Jan 20, 2021 MicroBilt News
A business valuation is an essential tool prospective buyers use to determine if they are interested in purchasing a business. Ultimately, it offers a big picture “snapshot” of the owner’s interest in a business. It is a tool many buyers use to help them determine how much they are willing to pay for your business.
That doesn’t mean that a small business valuation offers no benefit to the owner of the business. If you’re considering selling your business, for instance, you need to have an idea of the value buyers will see in your business. This can help you decide if you’re willing to sell now and what kind of price you can expect in the process. Other reasons for small business owners to consider a business valuation include:
- To determine if an acquisition offer is sound.

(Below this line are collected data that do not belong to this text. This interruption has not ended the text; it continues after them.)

PR #432, opened 2023-04-10
Create a template for all the factory classes

### LINKED ISSUE #428: Generate factory classes using a template
In the Graphitti codebase, we should consider using a `template` to generate factory classes for `Connections`, `Edges`, `Layout`, `Vertices`, and `Recorders`. As it will avoid duplicating code and ensure consistency in the structure and behavior of our factory classes.

KamathScience:
Fixes #428


Simulator/Utils/Factory.cpp
```diff
@@ -0,0 +1,120 @@
...
+      createFunctionMap["Hdf5GrowthRecorder"] = &Hdf5GrowthRecorder::Create;
+#endif
+   }
+
+   // Register MTRand classes
+   else if constexpr (std::is_same_v<T, MTRand>) {
+      createFunctionMap["MTRand"] = &MTRand::Create;
+      createFunctionMap["Norm"] = &Norm::Create;
+   }
+   return createFunctionMap;
```
stiber, line 103: Is there any way to guard against `T` not matching any of the tests? Or should the empty map be detected by the calling function? By the way, can this whole function be `constexpr`?

Simulator/Utils/Factory.cpp
```diff
@@ -0,0 +1,120 @@
...
+   getCreateFunctionForType<AllVertices>(AllVertices *);
+
+template std::map<std::string, IRecorder *(*)(void)>
+   getCreateFunctionForType<IRecorder>(IRecorder *);
+
+template std::map<std::string, AllEdges *(*)(void)> getCreateFunctionForType<AllEdges>(AllEdges *);
+
+template std::map<std::string, Layout *(*)(void)> getCreateFunctionForType<Layout>(Layout *);
+
+template std::map<std::string, MTRand *(*)(void)> getCreateFunctionForType<MTRand>(MTRand *);
```
stiber, line 120: Why are these needed?

stiber (changes requested):
Looks like this will be a big win...

CMakeLists.txt
```diff
@@ -292,6 +295,7 @@ if(ENABLE_CUDA)
         set_property(TARGET Core PROPERTY CUDA_SEPARABLE_COMPILATION ON)
         set_property(TARGET Connections PROPERTY CUDA_SEPARABLE_COMPILATION ON)
         set_property(TARGET RNG PROPERTY CUDA_SEPARABLE_COMPILATION ON)
+        set_property(TARGET Utils PROPERTY CUDA_SEPARABLE_COMPILATION ON)
```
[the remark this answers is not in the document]
KamathScience: This is redundant and will be deleted. Thanks!

Simulator/Connections/Neuro/ConnStatic.cpp
```diff
@@ -22,7 +22,7 @@
 
 #include <algorithm>
 
-ConnStatic::ConnStatic()
+ConnStatic::ConnStatic() : Connections()
```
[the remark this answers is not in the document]
KamathScience: Agreed, thought of adding it so it is consistent with the ConnGrowth() constructor.
Shall I remove it from both files?

Simulator/Utils/Factory.cpp
```diff
@@ -0,0 +1,120 @@
...
+#if defined(HDF5)
+   #include "Recorders/Hdf5Recorder.h"
+   #include "Recorders/Neuro/Hdf5GrowthRecorder.h"
+#endif
+
+//MTRand
+#include "RNG/MTRand.h"
+#include "RNG/Norm.h"
+
+template <typename T> std::map<std::string, T *(*)(void)> getCreateFunctionForType(T *placeholder)
```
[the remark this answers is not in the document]
KamathScience: Noted. Will add the documentation

Simulator/Utils/Factory.cpp
KamathScience: By placing the declaration in the header and definition in the cpp file I was guarding instantiating the template against any non-declared type. However, in order to make the code more readable I have removed the explicit instantiation and instead added a static_assert to check for unexpected types.

Simulator/Utils/Factory.cpp
KamathScience: Added a static_assert to check for unexpected types.

Simulator/Utils/Factory.h
```diff
@@ -0,0 +1,76 @@
...
+   /// Makes class-to-function map an internal factory member.
+   FunctionMap createFunctions;
+
+   /// Constructor is private to keep a singleton instance of this class.
+   Factory(std::map<std::string, CreateFunction> map)
+   {
+      createFunctions = std::move(map);
+   }
+
+   /// Register class and it's create function to the factory.
```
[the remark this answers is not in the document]
KamathScience: Removed the registerClass method

Simulator/Utils/Factory.h
```diff
@@ -0,0 +1,76 @@
...
+   ///
+   ///  @param  className  class name.
+   ///  @param  function   Pointer to the class creation function.
+   void registerClass(const std::string &className, CreateFunction function)
+   {
+      createFunctions[className] = function;
+   }
```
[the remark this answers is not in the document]
KamathScience: Removed the registerClass method

Simulator/Utils/Factory.h
```diff
@@ -0,0 +1,76 @@
+/**
+ * @file Factory.h
+ * 
+ * @ingroup Simulator/Utils
+ *
+ * @brief A factory template for creating factory class for 
+ *        Connections, Edges, Layout, Verticies, Recorder and MTRand.
```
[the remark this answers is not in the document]
KamathScience: Agreed.

Simulator/Utils/Factory.h
```diff
@@ -0,0 +1,76 @@
...
+ */
+
+#pragma once
+
+#include <map>
+#include <memory>
+#include <string>
+
+template <typename T> std::map<std::string, T *(*)(void)> getCreateFunctionForType(T *placeholder);
```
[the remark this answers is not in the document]
KamathScience: Noted, will change the name.

Simulator/Utils/Factory.h
```diff
@@ -0,0 +1,76 @@
...
+   {
+      T *placeholder = nullptr;
+      static Factory instance(getCreateFunctionForType<T>(placeholder));
+      return instance;
+   }
+
+   // Invokes constructor for desired concrete class
+   ///
+   /// @param className class name.
+   /// @return Shared pointer to an instance if className is found in
```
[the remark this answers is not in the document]
KamathScience: Will correct this.

Simulator/Utils/Factory.cpp
KamathScience: >  can this whole function be constexpr?

Unfortunately, std::map is not constexpr compliant, however, we can create a template to generate a constexpr map with the help of std::arrays and std::pair, but it might add a lot of complexity to the existing code

Simulator/Utils/Factory.h
```diff
@@ -0,0 +1,76 @@
...
+#include <memory>
+#include <string>
+
+template <typename T> std::map<std::string, T *(*)(void)> getCreateFunctionForType(T *placeholder);
+
+template <typename T> class Factory {
+public:
+   ~Factory() = default;
+
+   static Factory &getInstance()
```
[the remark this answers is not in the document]
KamathScience: Added documentation, please let me know if anything more needs to be added.

Simulator/Utils/Factory.h
```diff
@@ -0,0 +1,76 @@
...
+
+#pragma once
+
+#include <map>
+#include <memory>
+#include <string>
+
+template <typename T> std::map<std::string, T *(*)(void)> getCreateFunctionForType(T *placeholder);
+
+template <typename T> class Factory {
```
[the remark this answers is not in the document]
KamathScience: Added documentation, please let me know if anything more needs to be added.

Simulator/Utils/CreateFunctionMap.cpp
```diff
@@ -0,0 +1,151 @@
...
+
+// MTRand
+#include "RNG/MTRand.h"
+#include "RNG/Norm.h"
+
+/**
+ *
+ * The templated CreateFunctionMap allows each class to create a concrete
+ * instance of itself at runtime. This approach helps to keep the code organized
+ * and avoids circular dependencies that can make the code less error-prone.
```
stiber, line 56: make the code _more_ error prone?

Simulator/Utils/CreateFunctionMap.cpp
```diff
@@ -0,0 +1,151 @@
...
+ *
+ * How it avoids circular dependency?
+ * If a map was passed from the base class with all the instance of its derived
+ * class, it would create a circular dependency. Meaning, that the derived class
```
stiber, line 60: _classes_

Simulator/Utils/CreateFunctionMap.cpp
```diff
@@ -0,0 +1,151 @@
...
+#include "RNG/MTRand.h"
+#include "RNG/Norm.h"
+
+/**
+ *
+ * The templated CreateFunctionMap allows each class to create a concrete
+ * instance of itself at runtime. This approach helps to keep the code organized
+ * and avoids circular dependencies that can make the code less error-prone.
+ *
+ * How it avoids circular dependency?
```
stiber, line 58: I think, at the start of this (or beforehand), you need to introduce that the factory needs to have a map that includes, for each concrete, derived class its name (string) and the creation function for that particular class. So, then the issue is "in what class do you populate this map, given that it needs to be done before the factory can instantiate any object?" That makes the circular dependency mentioned below clear. The downside (yeh, almost always is one) is that the approach chosen here requires that this factory template needs to include every definition of every class that might be instantiated. There is a plus, which is that all of the map entries are organized in this one file.

Simulator/Utils/CreateFunctionMap.cpp
```diff
@@ -0,0 +1,151 @@
...
+ * undesired type; thereby generating a compile-time error for any request to
+ * instantiate a template for a type that has not been explicitly defined.
+ *
+ * Why the T* argument?
+ * C++ functions resolve polymorphic behavior based on their input arguments,
+ * not their return types. This is because the compiler generates a separate
+ * instance of the function for each function signature. For the templated
+ * CreateFunctionMap, the T* argument is only used to resolve polymorphic
+ * behavior. Also, a pointer is more flexible to pass as a parameter than an
+ * object as the class may or may not have a public constructor and destructor.
```
stiber, line 76: Also, you can create a pointer, `T*`, without having to create an instance of the class `T`. In this case, it is essential, because the function expects a pointer to the (abstract) base class.

Simulator/Utils/Factory.h
```diff
@@ -0,0 +1,102 @@
...
+ * A static assert is used to check for any undesired type; thereby generating a compile-time error for any request to instantiate 
+ * a template for a type that has not been explicitly defined.
+ * 
+*/
+
+template <typename T> std::map<std::string, T *(*)(void)> CreateFunctionMap(T *placeholder);
+
+
+/**
+ * Factory is one of the important design pattern of Graphitti. It is developed in order to
```
stiber, line 36: patterns

Simulator/Utils/Factory.h
```diff
@@ -0,0 +1,102 @@
...
+ * Meaning, that the derived class would need to reference the base class,  
+ * and the base class would also need to reference the derived class for the sake of this map, leading to an infinite loop of references.
+ * 
+ * In addition, the templated CreateFunctionMap safeguards against creating a Factory code of an undesired type.
+ * A static assert is used to check for any undesired type; thereby generating a compile-time error for any request to instantiate 
+ * a template for a type that has not been explicitly defined.
+ * 
+*/
+
+template <typename T> std::map<std::string, T *(*)(void)> CreateFunctionMap(T *placeholder);
```
stiber, line 32: One question: why is this a function and not a static method of the template class?

stiber (changes requested):
There's always a bit more...

Simulator/Utils/Factory.h
KamathScience: Good suggestion, will make this a static method of Factory template.

Simulator/Utils/CreateFunctionMap.cpp
KamathScience: Agreed, and changed accordingly.

Simulator/Utils/Factory.h
stiber: If you do that (and it works), then is it necessary to pass in a parameter at all? The template `T` will already be bound within the method to an actual base class, so I think you can just test it.

Simulator/Utils/Factory.h
```diff
@@ -0,0 +1,225 @@
...
+
+   /// Constructor is private to keep a singleton instance of this class.
+   Factory(std::map<std::string, CreateFunction> map)
+   {
+      createFunctions = std::move(map);
+   }
+
+   static std::map<std::string, T *(*)(void)> CreateFunctionMap(T *placeholder)
+   {
+      std::map<std::string, T *(*)(void)> createFunctionMap;
```
stiber, line 149: `T *(*)(void)` can be replaced with `CreateFunction`. Also, as indicated in a reply to another comment, I think that this method no longer needs a parameter.

BTW, was `Factory.cpp` done away with? I actually think that's OK in this case.

stiber (changes requested):
I think we're close!

Simulator/Utils/Factory.h
KamathScience: It works! I really appreciate you guiding me through this. I learned a lot.

Simulator/Utils/Factory.h
KamathScience: > T *(*)(void) can be replaced with CreateFunction.
 
Agreed.

> was Factory.cpp done away with? 

I was getting linker errors while trying to make the method static, and it would only resolve by adding Factory.cpp in Factory.h file. Creating a circular dependency. So decided to remove it altogether

KamathScience: Any tips on resolving the code style violations? `clang-format -i Simulator/Utils/Factory.h`  does not work but `clang-format -style=llvm -i Simulator/Utils/Factory.h` works, but the changes made are still not accepted by GitHub checks

stiber: Did you try running it manually from the command line? If you do that, you can have it output a modified version of the file that is "fixed". You can then `diff` it with the original to see what it changed (and to check it didn't damage anything, just to be paranoid).

KamathScience: Yeah, I did try it, but unfortunately, it didn't help.

KamathScience: I remember we upgraded the clang-format on our machines to the latest one. But when I check for the version it is still the older version 
```
dkamath@otachi:~/Graphitti$ clang-format -version
clang-format version 7.0.1-8+deb10u2 (tags/RELEASE_701/final)

```

stiber: The latest version is available on `csslab13.uwb.edu`.

KamathScience: Thank you this suggestion helped!

stiber (approved):
Great job!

- To resolve estate and gift tax disputes.
- To determine assets in a divorce.
- To buy out partners in your business.
- When partners are seeking to sell their interests in the business (determines the value of their ownership interests).
- In the event that you’re involved in a contested estate.
The good news is that most business valuations use a variety of factors over time to determine the value of your business rather than a single moment in the history of your business.
Business Valuation Methods to Consider
There are multiple approaches to consider when conducting business valuations. Some are more common and widely accepted than others. The following are among the most common business method valuations used today.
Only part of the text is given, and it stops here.